Could you filter the records below and keep only the lines with the word "detection"?

══ EXCERPTED RECORDS ══

PR #520, opened 2023-02-08
feat: add ruby open telemetry rule

elsapet:
## Description
Add Ruby rule for open telemetry tracing

Relates to #366 

## Checklist

### DIFF
--- a/pkg/commands/process/settings/rules/ruby/third_parties/open_telemetry/testdata/datatype_in_span_attributes.rb
+++ b/pkg/commands/process/settings/rules/ruby/third_parties/open_telemetry/testdata/datatype_in_span_attributes.rb
@@ -1,0 +1,21 @@
+# add attributes
+def track_user(user)
+  current_span = OpenTelemetry::Trace.current_span
+
+  current_span.add_attributes({
+    "user.id" => user.id,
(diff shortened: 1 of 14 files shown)


pkg/commands/process/settings/rules/ruby/third_parties/open_telemetry/testdata/datatype_in_span_attributes.rb
```diff
@@ -0,0 +1,21 @@
...
+
+  current_span.add_attributes({
+    "user.id" => user.id,
+    "user.first_name" => user.first_name
+  })
+end
+
+# add attributes at span creation
+Tracer.in_span("data leaking", attributes: { "current_user" => user.email, "date" => DateTime.now }) do |span|
+  puts "in the span block"
```
didroe: I think you could then add more attributes in the block with `span.add_attributes/set_attribute`. Maybe we should add an example for that too?

(also for `span.add_event`)

elsapet: Ah good shout; shall do 🙏

didroe (approved):

PR #526, opened 2023-02-08
feat(rules): add sentry rules

cfabianski:
## Description

Sentry JS rules see #504

## Checklist


pkg/commands/process/settings/rules/javascript/third_parties/sentry.yml
```diff
@@ -0,0 +1,72 @@
+patterns:
+  - pattern: |
+      Sentry.addBreadcrumb($<DATA_TYPE>)
+    filters:
+      - variable: DATA_TYPE
+        detection: datatype
```
elsapet: Can we use a variable here or is it not supported for JS e.g. 
```suggestion
  - pattern: |
      Sentry.$<METHOD>($<DATA_TYPE>)
    filters:
      - variable: DATA_TYPE
        detection: datatype
      - variable: METHOD
         values: 
           - addBreadcrumb
           - captureMessage
           ...
```

cfabianski: We probably can but I keep that for after :)

Issue #459, opened 2023-01-27
Do not send sensitive data to analytic environnements.


gotbadger:
### Proposal
Its easy to send sensitive data to places we should not. This is a rundown of analytic tools that might consume this data. I've ordered the vendors/tools by popularity and then support

- Redshift ([64M](https://rubygems.org/gems/aws-sdk-redshift))
  - Official [ruby gem](https://docs.aws.amazon.com/sdk-for-ruby/v3/api/Aws/Redshift.html) 
- [x] Algolia ([36M](https://rubygems.org/gems/algoliasearch)) @didroe 
  - [x] [saving](https://www.algolia.com/doc/api-reference/api-methods/save-objects/#examples)
  - [indexing](https://www.algolia.com/doc/framework-integration/rails/indexing/serializing-models/?client=ruby)
- [x] Elastic ([33M](https://rubygems.org/gems/elasticsearch-rails)) @didroe 
  -   Project contains seperate gems for bulk imports as well as persistance operations and is [documented](https://github.com/elastic/elasticsearch-rails#usage)
  - [x] Manual index
  - Models
  - Persistence
  - [x] Bulk import
- [x] Segment analytics ([19M](https://rubygems.org/gems/analytics-ruby)) @elsapet 
  - [ident & track methods](https://github.com/segmentio/analytics-ruby#usage)
  - https://github.com/Bearer/curio/pull/539

- [x] Google BigQuery ([~9M](https://rubygems.org/gems/google-cloud-bigquery)) @didroe 
  - Well documented, mainly around querying as you might expect but here is the [stuff on inserts](https://cloud.google.com/ruby/docs/reference/google-cloud-bigquery/latest/Google-Cloud-Bigquery-Dataset#Google__Cloud__Bigquery__Dataset_insert_instance_)
- [x] Google Dataflow ([~7k-9k](https://rubygems.org/gems/google-cloud-dataflow)) @elsapet 
  - [Versioned clients](https://cloud.google.com/ruby/docs/reference/google-cloud-dataflow/latest) might make this a bit hard to support well
  - Main page https://github.com/googleapis/google-cloud-ruby/tree/main/google-cloud-dataflow
  - NOT DONE: Protobuf support. Protobuf is used for metadata in some cases. Suggestion to handle as its own case instead. 
- [x] Google Analytics @elsapet 
[...]

PR #539, opened 2023-02-09
feat: add ruby segment rule

elsapet:
## Description

Add rule for Ruby's Segment Analytics library

References #459 

## Checklist


pkg/commands/process/settings/rules/ruby/third_parties/segment/.snapshots/TestRubyThirdPartiesSegmentDataflow-dataflow_ruby_third_parties_segment_ok_no_datatypes.rb
```diff
@@ -0,0 +1,5 @@
+components: []
+
+
+--
+
```
elsapet, line 5: I thought we would have detected the `segment_init` in risks here 🤔 Any thoughts @didroe ?

pkg/commands/process/settings/rules/ruby/third_parties/segment.yml
```diff
@@ -0,0 +1,45 @@
...
+    ## Description
+    Leaking sensitive data to third-party analytics tools is a common cause of data leaks and can lead to data breaches. This rule looks for instances of sensitive data sent to Segment.
+
+    ## Remediations
+
+    When sending data to analytics libraries, ensure all sensitive data is removed.
+
+    ## Resources
+    - [Segment docs](https://segment.com/docs/connections/sources/catalog/libraries/server/ruby/)
+  dsr_id: DSR-1
```
elsapet, line 43: Here I've kept the description and remediation quite the same as the logger copy, but in this case Segment is not a logger, it's an analytics tool. 

The DSR ID is the same, I think. 

Ping @markmichon for any thoughts or suggestions  🙏

markmichon: Thanks, lgtm 🙇

cfabianski (approved):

═══

* THE COMPLETED TASK:
+        detection: datatype
        detection: datatype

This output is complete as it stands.